#### ACTION ITEM:
Search the data for the word "exports" and copy every line that contains it.

#### PROVIDED ENTRIES:
PR #872, opened 2017-10-10
Linting rule for license header + adds missing headers.

### LINKED ISSUE #867: eslint rule for for license headers
**Library Affected**:
*all*

We mentioned this in a team meeting once, but I wanted to track it in an issue: we should add in a linting rule for the required Apache 2.0 license header via https://github.com/Stuk/eslint-plugin-header

jeffposnick:

Fixes #867 

I'm just enforcing it for `packages/**/*.{mjs,js}` and I'm only checking for the Copyright portion (since we've used copyright headers that vary in formatting subtly), but that might be sufficient. Let me know if you think otherwise and I'll adjust the PR.

### DIFF
--- a/.eslintrc.js
+++ b/.eslintrc.js
@@ -18,7 +18,7 @@ module.exports = {
     "jsdoc/newline-after-description": 2,
   },
   plugins: [
-      'jsdoc',
+    'jsdoc',
   ],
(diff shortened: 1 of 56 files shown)


gauntface:
Thanks for taking the time to do this.

PR #877, opened 2017-10-11
Adding network first strategy

gauntface:
R: @jeffposnick @philipwalton 

Adds NetworkFirst caching strategy

### DIFF
--- a/packages/workbox-runtime-caching/NetworkFirst.mjs
+++ b/packages/workbox-runtime-caching/NetworkFirst.mjs
@@ -54,17 +54,12 @@ class NetworkFirst {
       _private.cacheNames.getRuntimeName(options.cacheName);
 
     if (options.plugins) {
-      let isUsingCacheWillUpdate = false;
-      for (let plugin of options.plugins) {
-        if (plugin.cacheWillUpdate) {
-          isUsingCacheWillUpdate = true;
-          break;
-        }
-      }
+      let isUsingCacheWillUpdate =
+        options.plugins.some((plugin) => !!plugin.cacheWillUpdate);
       this._plugins = isUsingCacheWillUpdate ?
         options.plugins : [defaultPlugin, ...options.plugins];
     } else {
-      // No plugins passed in so just use default plug.
+      // No plugins passed in, use the default plugin.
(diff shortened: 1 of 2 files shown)


packages/workbox-runtime-caching/NetworkFirst.mjs
```diff
@@ -0,0 +1,162 @@
...
+   * request and the request will fallback to the cache. This option is meant
+   * to combat "[lie-fi](https://developers.google.com/web/fundamentals/performance/poor-connectivity/#lie-fi)"
+   * scenarios.
+   */
+  constructor(options = {}) {
+    this._cacheName =
+      _private.cacheNames.getRuntimeName(options.cacheName);
+
+    if (options.plugins) {
+      let isUsingCacheWillUpdate = false;
```
jeffposnick: Nit; you can rewrite as:

```js
const isUsingCacheWillUpdate = options.plugins.some((plugin) => plugin.cacheWillUpdate);
```

packages/workbox-runtime-caching/NetworkFirst.mjs
```diff
@@ -0,0 +1,162 @@
...
+      for (let plugin of options.plugins) {
+        if (plugin.cacheWillUpdate) {
+          isUsingCacheWillUpdate = true;
+          break;
+        }
+      }
+      this._plugins = isUsingCacheWillUpdate ?
+        options.plugins : [defaultPlugin, ...options.plugins];
+    } else {
+      // No plugins passed in so just use default plug.
```
jeffposnick: "plug" -> "plugin"

packages/workbox-runtime-caching/NetworkFirst.mjs
```diff
@@ -0,0 +1,162 @@
...
+        _private.cacheWrapper.put(
+          this._cacheName,
+          event.request,
+          responseClone,
+          this._plugins
+        )
+      );
+
+      return response;
+    }, () => this._respondFromCache(event.request));
```
jeffposnick: My preference is for explicit `.catch()` rather than the two-argument `.then()`.

PR #878, opened 2017-10-11
Adding helpers to workbox-build

gauntface:
R: @jeffposnick 

Hopefully this would allow you to use CDN in workbox-build. Let me know if not.

### DIFF
--- a/gulp-tasks/build-node-packages.js
+++ b/gulp-tasks/build-node-packages.js
@@ -1,32 +1,9 @@
 const gulp = require('gulp');
-const fs = require('fs-extra');
-const path = require('path');
 
 const buildNodePackage = require('./utils/build-node-package');
 const packageRunnner = require('./utils/package-runner');
 
-// This is needed for workbox-build
-gulp.task('build-node-packages:update-cdn-details', function() {
-  const cdnDetails = fs.readJSONSync(path.join(
-    __dirname, '..', 'cdn-details.json'
-  ));
-
-  const lernaPkg = fs.readJSONSync(path.join(
-    __dirname, '..', 'lerna.json'
-  ));
-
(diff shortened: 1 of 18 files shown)


gulp-tasks/build-node-packages.js
```diff
@@ -1,9 +1,34 @@
 const gulp = require('gulp');
+const fs = require('fs-extra');
+const path = require('path');
 
 const buildNodePackage = require('./utils/build-node-package');
 const packageRunnner = require('./utils/package-runner');
 
+// This is needed for workbox-build
+gulp.task('build-node-packages:update-cdn-details', function() {
```
jeffposnick: Just checking on the release flow when this task is included:

1. It gets run as part of the `build-node-packages` task.
1. It will potentially update `packages/workbox-build/src/cdn-details.json`.
1. If it does update the file, the modification won't be committed to `git`.

Could that lead to problems when `build-node-packages` is being run as part of a release? I.e. will the release only publish whatever is currently committed to `git`, and not include the pending change?

gauntface: When lerna is publishing it'll call `npm run version` which is called *after* the version has been bumped but before anything is committed.

workbox-build will build because of the `npm run version` script calling `npm run build` This means that the cdn version will be updated in workbox-build before it's commited.

Realistically, we only need to build after the version bump, but we run build in prepare because that is what lerna's bootstrapping will call.

gulp-tasks/build-node-packages.js
```diff
@@ -1,9 +1,34 @@
...
+  const cdnDetails = JSON.parse(
```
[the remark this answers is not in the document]
gauntface: noice!

PR #881, opened 2017-10-11
V3 core sweep

gauntface:
Tidies docs, minor size wins.

Changes .logLevel setter to setLogLevel as it makes it a lot cleaner in the resulting docs.

### DIFF
--- a/test/workbox-core/node/controllers/test-WorkboxCore.mjs
+++ b/test/workbox-core/node/controllers/test-WorkboxCore.mjs
@@ -55,10 +55,14 @@ describe(`workbox-core WorkboxCore`, function() {
       '',
       [],
       {},
-    ], (variant) => {
+    ], function(variant) {
+      if (process.env.NODE_ENV !== constants.BUILD_TYPES.dev) {
+        return this.skip();
+      }
+
       return expectError(() => {
         core.logLevel = variant;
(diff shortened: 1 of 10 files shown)


test/workbox-core/node/controllers/test-WorkboxCore.mjs
```diff
@@ -55,10 +55,14 @@ describe(`workbox-core WorkboxCore`, function() {
       '',
       [],
       {},
-    ], (variant) => {
+    ], function(variant) {
+      if (process.env.NODE_ENV !== constants.BUILD_TYPES.dev) {
```
addyosmani: Earlier we check against `process.env.NODE_ENV !== 'production'` (direct string comparison) while here we check on `dev` from the set of build type constants. Minor nit, but should the former one be ~ `process.env.NODE_ENV ~== constants.BUILD_TYPES.production` for pattern consistency?

gauntface: No. In the code, these checks *MUST* be able to equate immediately, meaning that rollup replace we result in `if('production' !== 'production')` which rollup can convert to `if(false)` and ultimately strip as a result. In the latter, we are using this just for testing and builds.

PR #882, opened 2017-10-12
V3 runtime caching docs

gauntface:
R: @jeffposnick @philipwalton 

Minor tweaks to docs

### DIFF
--- a/packages/workbox-runtime-caching/CacheOnly.mjs
+++ b/packages/workbox-runtime-caching/CacheOnly.mjs
@@ -14,13 +14,14 @@
 */
 
 import {_private} from 'workbox-core';
+import core from 'workbox-core';
 
 /**
- * An implementation of a [cache-only](https://developers.google.com/web/fundamentals/instant-and-offline/offline-cookbook/#cache-only)
+ * An implementation of a
+ * [cache-only]{@link https://developers.google.com/web/fundamentals/instant-and-offline/offline-cookbook/#cache-only}
  * request strategy.
  *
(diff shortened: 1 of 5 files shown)


packages/workbox-runtime-caching/CacheOnly.mjs
```diff
@@ -14,13 +14,14 @@
...
 
 /**
- * An implementation of a [cache-only](https://developers.google.com/web/fundamentals/instant-and-offline/offline-cookbook/#cache-only)
+ * An implementation of a
+ * [cache-only]{@link https://developers.google.com/web/fundamentals/instant-and-offline/offline-cookbook/#cache-only}
  * request strategy.
  *
- * This class is useful if you want to take advantage of Workbox cache naming
- * and / or plugins.
+ * This class is useful if you want to take advantage of the Workbox plugins.
```
addyosmani: It reads like the previous text here (cache naming/or plugins) was more specific. Was there a reason we wanted the wording more general?

gauntface: IMO the cache naming wasnt a sell to be honest. its trivial to access now.

gauntface: @jeffposnick @philipwalton do you have a preference here?

jeffposnick: Leaving out mention of the cache names is fine. I'm 👍 with the text in your PR.

PR #883, opened 2017-10-12
Use await/async inside of build:update-cdn-details

jeffposnick:
R: @addyosmani  @addyosmani @gauntface

Switching to the promise-based `readJSON()`/`writeJSON()` and using `await`/`async` inside the task seems to have cleared up the task completion issues I was seeing.

PR #884, opened 2017-10-12
Fix a Windows path issue in the workbox-cli test.

jeffposnick:
R: @philipwalton @gauntface

This should fix https://ci.appveyor.com/project/gauntface/sw-helpers/build/1.0.772#L353

Unfortunately, AppVeyor didn't re-run with my latest commits in the PR that introduced the test, so it wasn't picked up prior to merging.


test/workbox-cli/node/app.js
```diff
@@ -10,7 +10,7 @@ describe(`[workbox-cli] app.js`, function() {
   const PROXIED_CONFIG_FILE = path.resolve(process.cwd(), '/will/be/proxied');
   const PROXIED_ERROR = new Error('proxied error message');
   const PROXIED_CONFIG = {};
-  const INVALID_CONFIG_FILE = '/does/not/exist';
+  const INVALID_CONFIG_FILE = path.resolve(process.cwd(), '/does/not/exist');
```
gauntface: Will windows be ok with the forward slashes?

jeffposnick: `path.resolve()` converts them to whatever the OS uses, so it will be okay with this change in place.

jeffposnick: ...at least it should, since I'm doing the same thing earlier, but this PR's AppVeyor run didn't complete due to #883

jeffposnick:
Re-running with #883 merged to confirm that it passes AppVeyor.

PR #2567, opened 2020-07-06
Add fetch fallback option for generate SW

### LINKED ISSUE #2566: Fallback on fetch when both network and cache not available
# Summary

I'm using `workbox-webpack-plugin` to generate `service-worker.js` and `workbox-xxxxxx.js` runtime code. Using current implementation, there is no way to fallback when fetch in service worker throws an error due to network offline. What's worse is that when there is no pre-caches or runtime caches hit, the web app would show the browser's network offline error page. Which is not ideal from the user experience perspective. Besides, fallback image could help to workout a placeholder image scenario.

**NOTE**
This is totally different requirement from `navigationFallback` , which assuming all the web app resources are pre-cached. And when a navigate to a route that is not pre-cached, the navigation fallback url will be responded, even the network is online.

# Propose Changes

There is solution to implement comprehensive fallback:

> All of the built-in caching strategies reject in a consistent manner when there's a network failure and/or a cache miss. This promotes the pattern of setting a global "catch" handler to deal with any failures in a single handler function.
>
> Reference: https://developers.google.com/web/tools/workbox/guides/advanced-recipes#comprehensive_fallbacks

However the global [setCatchHandler](https://developers.google.com/web/tools/workbox/reference-docs/latest/module-workbox-routing#.setCatchHandler) API is not exposed in the generated workbox runtime. Hence there is no way to utilized this so far.

The ideas here are:

1. Add a configuration option for fetch fallback
2. Add comprehensive fallback solution into the service worker template
3. Generate related code

Generate service worker with extra following code:

image

**Library Affected**:
*workbox-build, workbox-webpack-plugin*

**Browser & Platform**:
*all browsers*

shadowwalker:
This provides a fallback mechanism when both network and cache is not available

All of the built-in caching strategies reject in a consistent manner when there's a network failure and/or a cache miss. This promotes the pattern of setting a global "catch" handler to deal with any failures in a single handler function.

Reference:
https://developers.google.com/web/tools/workbox/guides/advanced-recipes#comprehensive_fallbacks

R: @jeffposnick @philipwalton

Fixes: https://github.com/GoogleChrome/workbox/issues/2566 (see the issue for more detailed description)

Following is generated in the `service-worker.js` when generate SW
image

### DIFF
--- a/packages/workbox-build/src/lib/populate-sw-template.js
+++ b/packages/workbox-build/src/lib/populate-sw-template.js
@@ -30,6 +30,7 @@ module.exports = ({
   offlineGoogleAnalytics,
   runtimeCaching = [],
   skipWaiting,
+  fetchFallback,
 }) => {
   // There needs to be at least something to precache, or else runtime caching.
   if (!(manifestEntries.length > 0 || runtimeCaching.length > 0)) {
@@ -85,6 +86,7 @@ module.exports = ({
       precacheOptionsString,
       runtimeCaching: runtimeCachingConverter(moduleRegistry, runtimeCaching),
       skipWaiting,
+      fetchFallback,
       use: moduleRegistry.use.bind(moduleRegistry),
     });
 
--- a/packages/workbox-build/src/lib/write-sw-using-default-template.js
+++ b/packages/workbox-build/src/lib/write-sw-using-default-template.js
@@ -34,6 +34,7 @@ module.exports = async ({
   skipWaiting,
   sourcemap,
   swDest,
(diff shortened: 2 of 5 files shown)


jeffposnick:
We're going to go with the approach outlined in https://github.com/GoogleChrome/workbox/issues/2569#issuecomment-656867032, with a `runtimeCaching` configuration option implemented after we get the `handlerDidError` callback in place.

Thanks for the contribution, though, as it forced us to think about a cleaner design that we've been putting off for a while 😄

#### RESULT OF THIS EXERCISE:
@@ -18,7 +18,7 @@ module.exports = {
@@ -30,6 +30,7 @@ module.exports = ({
@@ -85,6 +86,7 @@ module.exports = ({
@@ -34,6 +34,7 @@ module.exports = async ({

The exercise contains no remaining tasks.